TPC-H query #8 diagram

Source: https://www.sqlite.org/queryplanner-ng.html

All the tables need to be visited, and the connections between tables have different costs. The planner can start at any (*) node. What is the path that touches all tables with the least cost? This is why the join order is so important.

Optimization in Vitess query planner

In Vitess, our query plans are partly executed on the SQL proxy layer, called VTGate, and partly on the individual shards. Probably the most important optimization we perform is to push down as much work as possible to MySQL. If we can perform a join or a filter in MySQL, that is always going to be faster than fetching all the individual rows and performing the same operation on the VTGate side. So, during query planning, we are searching for the query plan that has the least number of network calls.

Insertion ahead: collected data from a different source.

Issue #2069, opened 2024-01-10
IF: Unification: Sign finalizer_digest of received block header and send out vote


arhag:
First validate the block header and use it to compute the next `block_header_state`. The `block_header_state` should compute the `finalizer_digest`. This should be done as part of receiving the block.

Afterward, without blocking the signal of receiving the block, the configured finalizers of the node should attempt to sign that block asynchronously, either the `finalizer_digest` or the weak digest computed from the `finalizer_digest` and a tag indicating WEAK, depending on whether the finalizer chooses to sign strong or weak, respectively. A new signal will need to be added to let the net_plugin know there is a new vote message that is ready to broadcast.

For this issue, the finalizer should always sign strongly. This will be refined in a later issue.

Issue #2071, opened 2024-01-10
IF: Reject blocks with unsupported claims of last QC in block header extension


arhag:
The block header extension for instant finality makes a claim of the block number of the last block in its ancestry for which it has seen a QC. It also makes a claim as to whether this QC was strong or weak.

The node should not simply trust these claims. It needs to validate them somehow.

One way of validating this is if the claim is the same as the claim in the prior block that was already validated. This can be seen by looking at the header extension within the header stored in the `block_header_state` that the block builds upon.

But often the claim will be new. And in this case, to verify the claim, the node must verify that a valid QC (of the appropriate type) exists on the claimed block. Note on appropriate type: if the claim is that a strong QC exists, the node must verify it has a strong QC on the block; if the claim is that a weak QC exists, the node must verify it has some QC (strong or weak) on the block.

The block should include the necessary QC in its block extension. So one way to carry out this verification process is to first integrate the QC provided from that block (after checking it is valid) into the `block_state` associated with the claimed block. This should be done anyway because the QC may be valuable information to keep around even if the received (new) block is abandoned anyway due to a fork reorganization or because we later realize the received block is invalid and needs to be thrown away.

Note: When integrating the QC into the `block_state` of the claimed block, it may provide the information/proof needed to allow LIB to advance. LIB should be advanced at this point (or shortly after) without having to wait for a new block to be built/completed or for a new vote message to be received.

Then validating the claim in the received block always involves looking up the `block_state` for the claimed block and ensuring it has a valid QC on it of the appropriate type.

A note on integrating the QC into the `block_state`:
The `block_state` may have a pending quorum certificate that the node is collecting votes for. This should not be touched when integrating a received QC into the `block_state`; there is a separate optional field for the `valid_qc`. The received QC should be placed in the field for the `valid_qc` but only if is better than any existing one in `valid_qc`. A strong valid QC is better than a weak valid QC. For now, do not bother comparing two different valid QC of the same type; they can be treated as equally good.
When observing the QC available for a particular block, we want to pick the best one available. This means that an accessor function `get_best_qc` should compare the pending quorum certificate (assuming it is valid) against the `valid_qc` and choose the better of the two (again better in this sense can just consider strong vs weak).

PR #2087, opened 2024-01-15
IF: Unification: Sign finalizer_digest of received block header and send out vote

linh2931:
* Controller signs `finalizer_digest` of received block and emits a signal to net plugin
* Net plugin broadcasts the vote on receiving the signal

Note: 
* This PR only signs strong finalizer_digest.
* Calling of `create_and_send_vote_msg` will be in another final PR.

Resolved https://github.com/AntelopeIO/leap/issues/2069

### DIFF
--- a/libraries/chain/controller.cpp
+++ b/libraries/chain/controller.cpp
@@ -2832,21 +2832,16 @@ struct controller_impl {
 
       // A vote is created and signed by each finalizer configured on the node that
       // in active finalizer policy
-#warning possible optimization: when setting finalizer policy, update finalizer_keys_on_the_node to indicate if it is active to save going over bhs.finalizer_policy->finalizers
-      // go over each active finalizer and check if it is configured on the node
       for (const auto& f: bhs.finalizer_policy->finalizers) {
          auto it = finalizer_keys_on_the_node.find( f.public_key );
          if( it != finalizer_keys_on_the_node.end() ) {
             const auto& private_key = it->second;
+            const auto& digest = bhs.compute_finalizer_digest();
 
-            // signing can take long time, do it asynchronously
-            auto sig_fut = post_async_task(thread_pool.get_executor(),
-                                           [&]() {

When planning aggregations, our strategy is to do as much aggregation as possible in MySQL, and then aggregate the aggregates. The planner rewrites the aggregation that the user asked for into smaller aggregations and sends those to MySQL. The results of these queries are then used as inputs and summarized into the final aggregation result. You can read more about grouping and aggregations in an earlier blog post.

Code generation

In the code generation phase, the compiler generates machine code based on the input source code and the analysis performed in previous phases. This machine code can then be executed by the computer's processor.

The query planner generates a plan that specifies the exact steps that the database engine should take to execute the query. This plan may include operations such as index scans, join algorithms, and sorting algorithms, as well as other details such as the order in which the operations should be performed.

The importance of a good query planner

Query planners are an essential component of database management systems, and the work that query planner developers do plays a crucial role for database systems. The field of query planning is an active area of research, with new algorithms and techniques being developed all the time. A good query planner can have a direct impact on the performance and efficiency of databases, which can have real-world benefits for the organizations and users that rely on those databases.